Dongguan, a city famous for entrepreneurship, is just two hours by train from Hong Kong. Hundreds of thousands of people, mostly from poor rural areas, are attracted to the city hoping for a better life. The city has approximately five million migrant workers - that is four-fifths of its population.
Ji himself was born in a village near the city of Heze in Shandong province, almost 1,800km (1,118 miles) away. His brother said that Ji stopped going to school when he was at primary because "our family was very poor".
Heze is a medium-sized and nondescript city by Chinese standards, with a population of about nine million and surrounded by a vast agricultural belt which is known for its grain, cotton, forestry and livestock.
The brothers' father was a farmer. Their mother died 12 years ago, around the time Ji left for Dongguan.
"My brother believed that life could be improved through hard and honest work, and that was exactly what he did in Dongguan," Ji Zhongji said.
He recalled going to visit his younger brother in hospital after his girlfriend left him. When he brought him back to Heze, he had come full circle having apparently achieved nothing.
"We didn't have enough money for the train fare and had to beg the train operators for compassion," Ji Zhongji said.
He said that Ji Zhongxing had fervently hoped the law would support him.
Disappeared to airport
Ji then lived with his father at home, only making the occasional journey to Beijing as a petitioner.
"My brother is very sad. He is angry with the way the government, the police and the court dealt with his case," said Ji Zhongji.

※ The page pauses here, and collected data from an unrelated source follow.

PR #86, opened 2021-07-22
IPC-Compliant Two-pin landpattern generator

m-hilgendorf:
Example:

Screenshot from 2021-07-22 14-40-38

This PR adds a set of generators for creating IPC compliant two-pin landpatterns given the manufacturing and fabrication tolerances.


stanza.proj
```diff
@@ -2,11 +2,11 @@
 ; Land pattern and symbol utilities 
 ;====================================
 package ocdb/land-patterns defined-in "utils/land-patterns.stanza"
-package ocdb/land-patterns/ipc-helpers defined-in "utils/land-patterns/ipc-helpers.stanza"
-package ocdb/land-patterns/leads defined-in "utils.land-patterns/ipc-helpers.stanza"
+package ocdb/land-protrusions defined-in "utils/land-protrusions.stanza"
```
m-hilgendorf, line 5: rename old file to `land-protrusions`

tests/test-land-patterns.stanza
```diff
@@ -0,0 +1,80 @@
...
+pcb-component example-2:
+  pin a
+  pin c
+  reference-prefix = "C"
+  pcb-landpattern lp:
+    make-two-pin-chip-landpattern(
+      Toleranced(3.2, 0.2),
+      Toleranced(1.6, 0.2),
+      Toleranced(0.8, 0.3),
+      Toleranced(1.2, 0.1),
```
m-hilgendorf, line 60: This example has a polarity marker and override for lead-width that is smaller than the component-width.

utils/design-vars.stanza
```diff
@@ -18,11 +21,15 @@ public var DESIGN-QUANTITY = 100
 public var PREFERRED-MOUNTING = "smd" ; values in ["smd", "through-hole"]
 public var MIN-CAP-VOLTAGE = 10.0 ; Minimum voltage to allow for capacitors
 
-; For consolidation
-;public var PREFERRED-MANUFACTURERS = ["Yageo", "Panasonic Electronic Components", "Vishay Dale", "TE Connectivity Passive Product"]
+; Landpattern variables
 public var SOLDER-MASK-REGISTRATION: Double = 0.15
+public var PLACEMENT-TOLERANCE   = 0.0 ; "P" on page 13 IPC-7351B. FIXME goes in pcb-rules
```
m-hilgendorf, line 26: Add better defaults

utils/land-patterns.stanza
```diff
@@ -18,6 +20,62 @@ defn ensure-even-positive! (value: Int, name: String):
   if value < 2 or value % 2 == 1:
     fatal("%_ only supports a positive even number of pins." % [name])
 
+; find the angle of a pad away from the origin
+defn pad-angle (pad-ref:Ref) -> Double:
```
m-hilgendorf, line 24: remove, unnecessary

utils/land-patterns.stanza
```diff
@@ -93,6 +151,21 @@ defn chamfered (anchor:Anchor, width:Double, height:Double, r:Double):
 ;==============================================================================
 ;=========================== Geometric Helpers ================================
 ;==============================================================================
+; ====== Land pattern utilities ===============================================
+; Find the extent dimensions of a landpattern given all its layers and pads.
+public defn extent-dims () -> Dims:
```
m-hilgendorf, line 156: sanity check current usage and remove if we aren't using it anymore

utils/land-patterns.stanza
```diff
@@ -153,8 +226,8 @@ public defn apply-soldermask (amount:Double, expand?:True|False):
       (s:ChamferedRectangle|DShape|Capsule):
```
m-hilgendorf, line 226: big TODO here: replace with new expand-by-amount function that is not equivalent to `offset` or `expand` (preserve shape, but increase dimensions additively rather than multiplicatively)

utils/land-patterns.stanza
```diff
@@ -558,10 +634,16 @@ public defn make-ipc-two-pin-landpattern (part-name:String, courtyard?:True|Fals
         val nr = Z
         val nc = X
         [Z, G, X, nr, nc]
-    make-two-pin-landpattern(Z, G, X, nr, nc, courtyard?, polarized?)
+    if v1?:
```
m-hilgendorf, line 637: delete this check

utils/land-patterns.stanza
```diff
@@ -558,10 +634,16 @@ public defn make-ipc-two-pin-landpattern (part-name:String, courtyard?:True|Fals
...
+      make-two-pin-landpattern(Z, G, X, nr, nc, courtyard?, polarized?)
+    else:
+      make-two-pin-landpattern(Z, G, X, nr, nc, courtyard?, polarized?)
     external-names = ([part-name])
     ref-label()
 
+public defn make-ipc-two-pin-landpattern (part-name:String, courtyard?:True|False, polarized?:True|False):
```
m-hilgendorf, line 644: remove

utils/tolerance.stanza
```diff
@@ -0,0 +1,77 @@
+#use-added-syntax(jitx)
+defpackage ocdb/tolerance:
+  import core
+  import collections
+  import math
+
+; A generic value with some tolerance. May be offcenter (upper tolerance != lower tolerance)
+public pcb-struct ocdb/tolerance/Toleranced:
```
m-hilgendorf, line 8: Is `Toleranced` the appropriate name?

RajeshJITX (dismissed):

utils/tolerance.stanza
```diff
@@ -0,0 +1,77 @@
...
+; Return the upper tolerance, as a percentage
+public defn tol+% (t:Toleranced) -> Double:
+  plus(t) / nominal(t)
+
+; Return the lower tolerance, as a percentage
+public defn tol-% (t:Toleranced) -> Double:
+  minus(t) / nominal(t)
+
+; Return the max value
+public defn max (t:Toleranced) -> Double:
```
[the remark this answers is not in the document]
CuppoJava: Agreed.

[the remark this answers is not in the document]
m-hilgendorf: Any suggestions on an alternative name?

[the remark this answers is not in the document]
CuppoJava: `max-value` is one suggestion.

utils/land-patterns.stanza
```diff
@@ -911,22 +965,22 @@ public pcb-landpattern INDC1005X55 :
 
 public pcb-landpattern CAPT1005X55 :
   make-ipc-two-pin-landpattern("0402")
-  layer(Silkscreen("pol", Top)) = PlusSymbol(-1.7, 0.0)
+  draw-polarity-marker(IndexRef(Ref("p"), 1))
```
CuppoJava, line 968: After the change to `draw-polarity-marker` to take `JITXObject`, you can call it like this:

```
draw-polarity-marker(self.p[1])
```

CuppoJava: It seems that the `two-pin-landpattern` should directly generate the polarity marker itself instead of relying upon callers to do it. Especially since it already takes a `polarized?` argument.

utils/land-patterns.stanza
```diff
@@ -1034,3 +1088,155 @@ public pcb-landpattern smd-testpoint-pkg (d:Double) :
...
+
+public defn make-two-pin-chip-landpattern (length:Toleranced,
+                                           width:Toleranced,
+                                           lead-length:Toleranced,
+                                           lead-width?:False|Toleranced, ; in case different from width
+                                           fabrication-tolerance:Double,
+                                           placement-tolerance:Double
+                                           density-level:DensityLevel,
+                                           polarized?:True|False):
+                                          ;  solder-mask-defined?:True|False): ;
```
CuppoJava, line 1100: Remove commented-out code from public-facing OCDB.

utils/tolerance.stanza
```diff
@@ -0,0 +1,60 @@
...
+public pcb-struct ocdb/tolerance/Toleranced:
+  tol+:Double,
+  tol-:Double,
+  typ: Double,
+
+defmethod print (o:OutputStream, t:Toleranced):
+  println(o, "Toleranced(%_ <= %_ <= %_)" % [min-value(t), typ(t), max-value(t)])
+
+; Create a tolerance value with the same tolerance in both directions
+public defn Toleranced (value:Double, tolerance:Double) -> Toleranced:
```
CuppoJava, line 17: Use the same convention for all the `Toleranced` constructors. 

Either they are called `Toleranced` to follow standard Stanza convention, or they have their own short names (e.g. `tol%`).

CuppoJava (changes requested):
Requested some cleanups.

utils/land-patterns.stanza
```diff
@@ -18,6 +20,54 @@ defn ensure-even-positive! (value: Int, name: String):
   if value < 2 or value % 2 == 1:
     fatal("%_ only supports a positive even number of pins." % [name])
 
+; ====== Silk screen helpers ===================================================
+public defn draw-polarity-marker (pad-ref:Ref, part-dims?:Dims|False) :
```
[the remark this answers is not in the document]
m-hilgendorf: part-dims are the physical dimensions of the part (not any of the layers associated with the land pattern). We don't have a way of representing this generally, so I pass them in as an argument.

utils/land-patterns.stanza
m-hilgendorf: This code does not call the two pin landpattern generator (and doing so would break it, because callers of this generator don't use `a` and `c` as the pad names).

utils/land-patterns.stanza
```diff
@@ -201,6 +252,9 @@ public pcb-pad smd-pad (s:Shape):
   name  = "SMD Pad"
   type  = SMD
   shape = s
+  ; TODO: add the soldermask manually here with offset so it's
```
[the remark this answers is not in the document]
m-hilgendorf: Removed

utils/land-patterns.stanza
m-hilgendorf: Added the changes

utils/land-patterns.stanza
m-hilgendorf: Done

utils/tolerance.stanza
m-hilgendorf: Done

utils/design-vars.stanza
```diff
@@ -1,14 +1,17 @@
...
-;==============================================================================
-;========================= Global Checks Parameters ===========================
-;==============================================================================
-public var OPERATING-TEMPERATURE = [0.0 25.0] ; the [min, max] operating temperature of the design, in Celsius.
+public pcb-enum ocdb/design-vars/DensityLevel:
+  DensityLevelA
+  DensityLevelB
+  DensityLevelC
+
+public var OPERATING-TEMPERATURE = [0.0 25.0]
```
bpellenard, line 14: Should we mention the unit?

utils/land-patterns.stanza
```diff
@@ -18,6 +20,55 @@ defn ensure-even-positive! (value: Int, name: String):
   if value < 2 or value % 2 == 1:
     fatal("%_ only supports a positive even number of pins." % [name])
 
+; ====== Silk screen helpers ===================================================
+; Create a polarity marker relative to a pad.
+; pda
```
bpellenard, line 25: pda?

utils/design-vars.stanza
m-hilgendorf: I think we assume C

utils/land-patterns.stanza
m-hilgendorf: Good catch, fixed.

utils/land-patterns.stanza
```diff
@@ -18,6 +20,55 @@ defn ensure-even-positive! (value: Int, name: String):
...
+        x(pad-dims) * -0.5 + x(center(pad-loc)) - SOLDER-MASK-REGISTRATION
+        y(pad-dims) *  0.5 + y(center(pad-loc)) + R
+      )
+    
+    val [p1, p2] = [pad-pose(), part-pose()] 
+    draw-line $
+      if distance(p1) > distance(p2):
+        p1
+      else: 
+        p2
```
bpellenard, line 69: max(distance, [p1 p2])?

m-hilgendorf: Which usage of `max` is this? I'm not familiar

bpellenard: or maybe `maximum`

utils/tolerance.stanza
```diff
@@ -0,0 +1,60 @@
...
+  import math
+
+; A generic value with some tolerance. May be offcenter (upper tolerance != lower tolerance)
+public pcb-struct ocdb/tolerance/Toleranced:
+  typ: Double,
+  tol+:Double,
+  tol-:Double,
+
+defmethod print (o:OutputStream, t:Toleranced):
+  println(o, "Toleranced(%_ <= %_ <= %_)" % [min-value(t), typ(t), max-value(t)])
```
bpellenard, line 14: `print`

utils/tolerance.stanza
```diff
@@ -0,0 +1,60 @@
+#use-added-syntax(jitx)
+defpackage ocdb/tolerance:
+  import core
+  import collections
+  import math
+
+; A generic value with some tolerance. May be offcenter (upper tolerance != lower tolerance)
+public pcb-struct ocdb/tolerance/Toleranced:
+  typ: Double,
```
bpellenard, line 9: could it be 0.0?

utils/tolerance.stanza
```diff
@@ -0,0 +1,60 @@
...
+public defn tol (typ:Double, tol+:Double, tol-:Double) -> Toleranced:
+  Toleranced(typ, tol+, tol-)
+
+; Create a tolerance with the same upper and lower tolerances
+public defn tol (typ:Double, tol+-:Double) -> Toleranced:
+  tol(typ, tol+-, tol+-)
+
+; Return the upper tolerance, as a percentage
+public defn tol+% (t:Toleranced) -> Double:
+  tol+(t) / typ(t)
```
bpellenard, line 36: careful if `typ(t)` equals `0.0`

utils/tolerance.stanza
```diff
@@ -0,0 +1,60 @@
...
+public defn max-value (t:Toleranced) -> Double:
+  typ(t) + tol-(t)
+
+; Return the min value
+public defn min-value (t:Toleranced) -> Double:
+  typ(t) - tol-(t)
+
+; Return the center of the value range
+public defn center (t:Toleranced) -> Double:
+  0.5 * (min-value(t) + max-value(t))
```
bpellenard, line 52: careful with overflow: `min-value(t) + 0.5 * (max-value(t) - min-value(t))`

utils/tolerance.stanza
```diff
@@ -0,0 +1,60 @@
...
+
+; Check if a value is within the tolerance's range.
+public defn in-range? (t:Toleranced, value:Double) -> True|False:
+  value >= min-value(t) and value <= max-value(t)
+ 
+ ; Return the difference between max and min of the toleranced values
```
bpellenard, line 58: Returns?

utils/tolerance.stanza
```diff
@@ -0,0 +1,60 @@
+#use-added-syntax(jitx)
+defpackage ocdb/tolerance:
```
bpellenard, line 2: should we create unit tests for the packages in this repo?

utils/tolerance.stanza
m-hilgendorf: It's very unlikely. But we also can't use `with: (ensure)` in pcb-structs.

utils/tolerance.stanza
m-hilgendorf: Even with doubles?

utils/tolerance.stanza
m-hilgendorf: I think if `typ == 0.0` then this is still valid, the result would be NaN

utils/tolerance.stanza
m-hilgendorf: done

utils/tolerance.stanza
m-hilgendorf: done`

utils/tolerance.stanza
m-hilgendorf: done

utils/tolerance.stanza
m-hilgendorf: Done - also good call, it found a few bugs

utils/tolerance.stanza
```diff
@@ -0,0 +1,65 @@
...
+; Create a tolerance with the same upper and lower tolerances
+public defn tol (typ:Double, tol+-:Double) -> Toleranced:
+  tol(typ, tol+-, tol+-)
+
+; Returns the upper tolerance, as a percentage
+public defn tol+% (t:Toleranced) -> Double:
+  tol+(t) / typ(t)
+
+; Returns the lower tolerance, as a percentage
+public defn tol-% (t:Toleranced) -> Double:
```
bpellenard, line 44: add unit tests for this function

utils/tolerance.stanza
bpellenard: ok, I would like to see this edge case covered in the unit tests

utils/tolerance.stanza
```diff
@@ -0,0 +1,65 @@
...
+; Returns the center of the value range
+public defn center (t:Toleranced) -> Double:
+  min-value(t) + 0.5 * (max-value(t) - min-value(t))
+
+; Check if a value is within the tolerance's range.
+public defn in-range? (t:Toleranced, value:Double) -> True|False:
+  value >= min-value(t) and value <= max-value(t)
+ 
+ ; Returns the difference between max and min of the toleranced values
+public defn tolerance-range (t:Toleranced) -> Double:
```
bpellenard, line 64: add unit test

utils/tolerance.stanza
```diff
@@ -0,0 +1,65 @@
...
+  import collections
+  import math
+
+; A generic value with some tolerance. May be offcenter (upper tolerance != lower tolerance)
+public pcb-struct ocdb/tolerance/Toleranced:
+  typ: Double,
+  tol+:Double,
+  tol-:Double,
+
+defmethod print (o:OutputStream, t:Toleranced):
```
bpellenard, line 13: add in unit test, not as `print` but as `to-string`, and call `#EXPECT` on the result

m-hilgendorf: done

utils/tolerance.stanza
m-hilgendorf: done

utils/tolerance.stanza
m-hilgendorf: done

bpellenard (approved):
It looks great @m-hilgendorf! Thank you very much for the updates.

utils/tolerance.stanza
CuppoJava: Better to crash with `fatal` than to return NaN.

m-hilgendorf: It actually returns infinity in this case. Should we still crash?

utils/land-patterns.stanza
```diff
@@ -911,22 +966,22 @@ public pcb-landpattern INDC1005X55 :
...
 public pcb-landpattern CAPT2012X125 :
   make-ipc-two-pin-landpattern("0805")
-  layer(Silkscreen("pol", Top)) = PlusSymbol(-2.4, 0.0)
+  draw-polarity-marker(self.p[1])
   ref-label()
 
 public pcb-landpattern CAPT3216X160 :
   make-ipc-two-pin-landpattern("1206")
-  layer(Silkscreen("pol", Top)) = PlusSymbol(-3.0, 0.0)
+  draw-polarity-marker(self.p[1])
```
CuppoJava, line 984: See later comment.

utils/land-patterns.stanza
```diff
@@ -1034,3 +1089,154 @@ public pcb-landpattern smd-testpoint-pkg (d:Double) :
   layer(Courtyard(Top)) = Circle(d / 2.0)
   layer(Silkscreen("f-silk", Top)) = Circle(d / 2.0)
   ref-label()
+
+public defn make-two-pin-chip-landpattern (length:Toleranced,
```
CuppoJava, line 1093: Please add a comment describing what this function is supposed to do. Then we can judge whether or not the API is appropriate. 

For example: Is this generator responsible for drawing the polarity marker when it is necessary? 

Currently it seems the answer is: It depends. 
1) When modeling a non-polarized component, this generator will handle the polarity marker appropriately. (By doing nothing.)
2) When modeling a polarized component, with pins a and c, this generator will handle the polarity marker appropriately. (By drawing it.)
3) When modeling a polarized component, with pins p[0] and p[1], (e.g. CAPT3216X160) then it is the caller's responsibility to pass `false` for the `polarized?` argument, and then manually call `draw-polarity-marker` themselves.

Point 3 when written out, makes it seem like this would be a tricky API to use.

utils/land-patterns.stanza
```diff
@@ -18,6 +20,58 @@ defn ensure-even-positive! (value: Int, name: String):
   if value < 2 or value % 2 == 1:
     fatal("%_ only supports a positive even number of pins." % [name])
 
+; ====== Silk screen helpers ===================================================
+; Create a polarity marker relative to a pad.
+; 
+; pad-1: the pad to mark for the polarity 
+; part-dims?: optional. If provided, the generator will use these to determine where
```
CuppoJava, line 27: This utility seems to assume that the current landing pattern is centered at the origin. Is that true? 

Can we remove this assumption? If not, this assumption makes this utility less applicable as a general user-facing utility.

utils/land-patterns.stanza
```diff
@@ -18,6 +20,58 @@ defn ensure-even-positive! (value: Int, name: String):
...
+;             to place the pad, and guarantee it is not underneath the part.
+public defn draw-polarity-marker (pad-1:JITXObject, part-dims?:Dims|False) :
```
CuppoJava, line 29: Can we have a screen shot of what this function is supposed to generate?

utils/land-patterns.stanza
```diff
@@ -18,6 +20,58 @@ defn ensure-even-positive! (value: Int, name: String):
...
+    defn draw-line (origin:Pose):
+      val line-width  = min-silk-width
+      val line-length = line-width * 3.0
+      val line = Line(line-width, [
+        Point(min-silk-width * 0.5, 0.0)
+        Point(line-width + min-silk-width * 0.5, 0.0)  
+      ])
+      layer(Silkscreen("pol", Top)) = origin * line
+
+    defn part-pose () :
```
CuppoJava, line 43: I'm not sure what the `part-dims?` argument is controlling here, can you describe it?

CuppoJava (changes requested):
Clarification needed on some APIs.

utils/land-patterns.stanza
CuppoJava: Thanks for point out that these are actually calling: make-ipc-two-pin-landpattern instead of the newer make-two-pin-chip-landpattern.

utils/tolerance.stanza
CuppoJava: Yes. Crashing is good. I cannot imagine a scenario where a user will rely upon the +Inf for his code to work.

m-hilgendorf: Fixed, these functions now call `fatal`.

utils/land-patterns.stanza
```diff
@@ -1178,7 +1180,7 @@ public defn make-two-pin-chip-landpattern (length:Toleranced,
   make-two-pin-chip-landpattern(
     length, width, lead-length, lead-width?, 
     FABRICATION-TOLERANCE, PLACEMENT-TOLERANCE, 
-    density-level, polarized?,
+    density-level, polarized?, polarized?
```
bpellenard, line 1183: are you going to use, in the future, `make-two-pin-chip-landpattern` with different values for `anode-and-cathode?` and `polarized?`?

m-hilgendorf: Yes.

m-hilgendorf:
Updated screen shot showing polarity marker shape and distance:

Screenshot from 2021-07-26 12-26-56

CuppoJava (approved):
Looks great. Thank you!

"My father told me that he disappeared one day, very unusual considering his paralysis. And he phoned my father saying he was going to Beijing," his brother said.

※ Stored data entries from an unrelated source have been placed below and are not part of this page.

Issue #52, opened 2026-08-05
perf: any `pkg/vm` edit re-lays out the 261 KB `(*VM).run`, so `./tests` deltas need a layout control


mparrett:
Three PRs in the micro-optimisation series (#35, #41, #43) were measured as
severe regressions and I reported them as such. The numbers hold up. The
attribution does not: **in each case the benchmark that regressed does not
execute the changed code.**

**The pattern is an inversion.** Counts below are per benchmark iteration — one
`InterpretChunk` of the fixture — with static instruction counts from
`paserati -bytecode` and executions derived from the fixtures' loop bounds.

| fixture | benchmark | `OpSetIndex` executed | returns executed |
|---|---|---|---|
| `factorial.ts` | `Fib` | **0** | ~5,000,000 |
| `bench_add.ts` | `Add` | **0** | ~2 |
| `bench_arith.ts` | `Arith` | **0** | ~2 |
| `bench_setindex.ts` | `SetIndex` | 200,256 | ~2 |
| `matrix_mult.ts` | `MatrixMult` | 2,700 | ~1,800 |

**#43** puts its change behind a load inside the `OpSetIndex` handler. The
benchmark that regressed **+30.9%** is `Fib`, whose fixture contains **zero
`OpSetIndex` instructions** — the changed code cannot execute once. `SetIndex`,
which executes that guarded load 200,256 times per iteration, measured
**−1.1%**. The un-hoistable-atomic-load explanation I gave predicts the opposite
ranking to the one measured. I took it from my own commit message and turned it
into a cause after the fact.

**#41** changes the handler scan on `OpReturn`. `Fib` executes that path about
five million times per iteration and measured **−0.5%**. `Arith` and `Add`,
which execute roughly two returns against millions of loop iterations, measured
**+29.3%** and **+26.2%**.

**#35** adds an array-destructuring fast path. No fixture contains a single
`OpArrayDestruct` instruction, so the fast path never runs. It also emits
**byte-identical bytecode** for `factorial.ts` and `matrix_mult.ts` — the two
fixtures behind the `Fib` +17.3% and `MatrixMult` +43.8% readings — so the VM
executes the same instructions on both sides. (Verified over 12 dumps per
binary, because a single dump can flip: see #50.)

It is not known how Ji Zhongxing managed to pass security checks and enter the airport with an explosive device.
"My brother didn't want to hurt anyone. He just wanted to air his grievance. He gave off a warning before the explosion," Ji Zhongji said.
In court Ji said he regretted his actions but the judge decided he had to be held responsible and sentenced him accordingly. His brother says they will appeal.
Analysts say any appeal is unlikely to be successful, but Ji has made his story known and many microbloggers have taken this tale to heart.